WIPO Arbitration and Mediation Center
ADMINISTRATIVE PANEL DECISION
Volvo Trademark Holding AV v. Roger Nichols
Case No. DTV2001-0017
1. The Parties
The complainant is Volvo Trademark Holding AB ("the Complainant") incorporated under the laws of Sweden with its principal place of business in Gothenburg, Sweden. The respondent is Roger Nichols ("the Respondent") whose address is Roger Nichols, Gothenburgs Finest, 401 Victor Way #9, Salinas, California 93907 United States of America. The administrative and technical contact is also Mr. Nichols.
2. The Domain Name and Registrar
The domain name, the subject of the complaint, is <volvocars.tv> ("the domain name"). The Registrar with which the domain name is registered is The.tv Corporation International of 1100 Glendon Avenue, Eighth Floor, LA California 90024, United States of America.
3. Procedural History
The World Intellectual Property Organization Arbitration and Mediation Center ("the Center") received a complaint from the Complainant by email on July 9, 2001, and in hard copy form ("the Complaint"). On July 11, 2001, the Center forwarded an acknowledgement of receipt of the Complaint.
On July 11, 2001, the Center requested Registrar verification from The.tv Corporation International.
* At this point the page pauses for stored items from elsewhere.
Issue #585, opened 2020-11-23
Unit tests for clang plugin


aqjune:
I think it would be great if we have unit tests that use clang plugin if `-DCLANG_PLUGIN` is set.

I'd like to revive https://github.com/AliveToolkit/alive2/pull/541 , but the patch is pretty complex, so I'd feel more comfortable if there is a test for this.

If this direction seems okay, I'll prepare a PR that adds support for .c/.cpp unit tests to lit.

aqjune:
(Maybe on Wed or after then, since I'll be offline for a few days)

regehr:
I think we should definitely have tests for this. I'd also like to add Compiler Explorer support for C/C++.

PR #588, opened 2020-11-25
clang tv: add lit test

aqjune:
This PR adds lit test for clang tv (#585 ).

It invokes `scripts/alivecc` or `scripts/alive++` if the file exists (otherwise it marks the test as unsupported).

Another minor edit in this PR is that `scripts/alivecc.in` is updated to use `.dylib` extension when used in Mac.

### DIFF
--- a/tests/lit/lit/formats/alive2test.py
+++ b/tests/lit/lit/formats/alive2test.py
@@ -49,9 +49,9 @@ class Alive2Test(TestFormat):
   def __init__(self):
     self.regex_errs = re.compile(r";\s*(ERROR:.*)")
     self.regex_xfail = re.compile(r";\s*XFAIL:\s*(.*)")
-    self.regex_args = re.compile(r"(;|//)\s*TEST-ARGS:(.*)")
-    self.regex_check = re.compile(r"(;|//)\s*CHECK:(.*)")
-    self.regex_check_not = re.compile(r"(;|//)\s*CHECK-NOT:(.*)")
+    self.regex_args = re.compile(r"(?:;|//)\s*TEST-ARGS:(.*)")
+    self.regex_check = re.compile(r"(?:;|//)\s*CHECK:(.*)")
+    self.regex_check_not = re.compile(r"(?:;|//)\s*CHECK-NOT:(.*)")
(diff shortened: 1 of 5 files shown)


regehr:
oh no, I totally forgot about dylib, thanks!!

tests/lit/lit/formats/alive2test.py
```diff
@@ -49,9 +49,9 @@ class Alive2Test(TestFormat):
   def __init__(self):
     self.regex_errs = re.compile(r";\s*(ERROR:.*)")
     self.regex_xfail = re.compile(r";\s*XFAIL:\s*(.*)")
-    self.regex_args = re.compile(r";\s*TEST-ARGS:(.*)")
-    self.regex_check = re.compile(r";\s*CHECK:(.*)")
-    self.regex_check_not = re.compile(r";\s*CHECK-NOT:(.*)")
+    self.regex_args = re.compile(r"(;|//)\s*TEST-ARGS:(.*)")
```
nunoplopes, line 52: you can use non-capturing parentheses here to avoid all the changes below
e.g. `(?:;|//)

tests/lit/lit/formats/alive2test.py
```diff
@@ -124,19 +134,26 @@ def execute(self, test, litConfig):
...
+    if clang_tv and exitCode != 0:
+      # clang tv should not exit with non-zero even if validation fails.
+      # Otherwise it will stop a build system such as `make`.
       return lit.Test.FAIL, output
 
     expect_err = self.regex_errs.search(input)
     if expect_err is None and xfail is None and chk is None and chk_not is None:
       # If there's no other test, correctness of the transformation should be
       # checked.
+      # In case of clang tv, it may have multiple results, so ignore validation
```
nunoplopes, line 153: this is kinda dangerous. why do we want to support this? Is this needed for any of the tests? if so, can you change them so this is not needed?

aqjune: issue569.cpp needed this, because one of the passes raised precondition is false error.
I modified issue569.cpp to manually check 'transformation seems to be correct' keyword to avoid the issue.

PR #592, opened 2020-11-26
fix tests

aqjune:
Fixes tests that are broken after updates of sret/byval in LLVM.
Also, this fixes one test broken by #590 and adds another test about align and dereferenceable.


tests/alive-tv/opt-memory/dereferenceable2.srctgt.ll
```diff
@@ -0,0 +1,15 @@
...
+  %v1 = load i32, i32* %p, align 4
+  ret i32 %v1
+}
+
+define i32 @tgt(i32* dereferenceable(2) %p) {
+  %v1 = load i32, i32* %p, align 4
+  ret i32 %v1
+}
+
+; TODO - since %p is dereferenced with a load with align 4, min_access_size can be
```
nunoplopes, line 13: leaving TODOs is not useful. No one is grepping for TODO in the code.
I'm removing this file. This case it probably doesn't show up in real life anyway.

On July 12, 2001, the Registrar confirmed that the copy of the Complaint had been received, that the domain name <volvocars.tv> was registered with the Registrar, that the named registrant of the domain name was Richard J Rosenberg and that the contact details for the domain name registrant were in the name of Roger Nichols of Gothenburgs Finest, 401 Victor Way #9, Salinas, California 93907 United States of America. Telephone and emails details were also confirmed. The Registrar also confirmed that the Uniform Domain Name Dispute Resolution Policy ("the Policy") applies to the domain name and that the current status of the domain name is active. By further correspondence between the Center and the Registrar on July 19, 2001, the Registrar confirmed all the previous details of registration save that the Respondent was confirmed as the named registrant of the domain name.
On July 20, 2001, the Center issued a Notification of Complaint and Commencement of Administrative Proceedings. That Notification confirmed that the Complaint satisfies the former requirements of the Policy, the Rules for Uniform Domain Name Dispute Resolution Policy ("the Rules") and the Supplemental Rules for Uniform Domain Name Dispute Resolution Policy ("the Supplemental Rules"). The Notification also advised that the formal date of the commencement of the administrative proceedings was July 20, 2001, and notified the Respondent that last day for sending the Response to the Complainant and to the Center was August 8, 2001. The Notification was sent to the Respondent at the address listed with the Registrar both by courier and by email (the latter without attachments) in accordance with paragraph 2(a) of the Rules.
A document entitled ‘Response to Complaint as Provided in Rules for Uniform Name Dispute Resolution Policy’ was received on July 24, 2001, and in hard copy on July 27, 2001. It was signed by the Respondent as President, Gothenburgs Finest, a Californian Corporation Exclusive Volvo Car Service and Repair. The email version was from Keith Connor, whose email address is firstname.lastname@example.org, the email address registered with the Registrar as the contact email for the domain name registrant, the Respondent.
On July 25, 2001, the Center notified the Respondent of receipt of the Response, but also notified him that the Response did not comply with the formal requirements. A Notification of Deficiency of Response was attached to the email. On July 25, 2001, the Center received an acknowledgement of receipt of the Notification of Deficiency from Mr. Connor.
On July 25, 2001, a further email was received from Mr. Connor asserting, inter alia, that the deficiencies did not need to be rectified as they related to details specified in the Complaint. A United States telephone number was provided and a further statement made as follows:
"However, any further communications to the addresses or the telephone number will be REFUSED, will be considered harassment, and will be reported to the Attorney General of the State of California as such."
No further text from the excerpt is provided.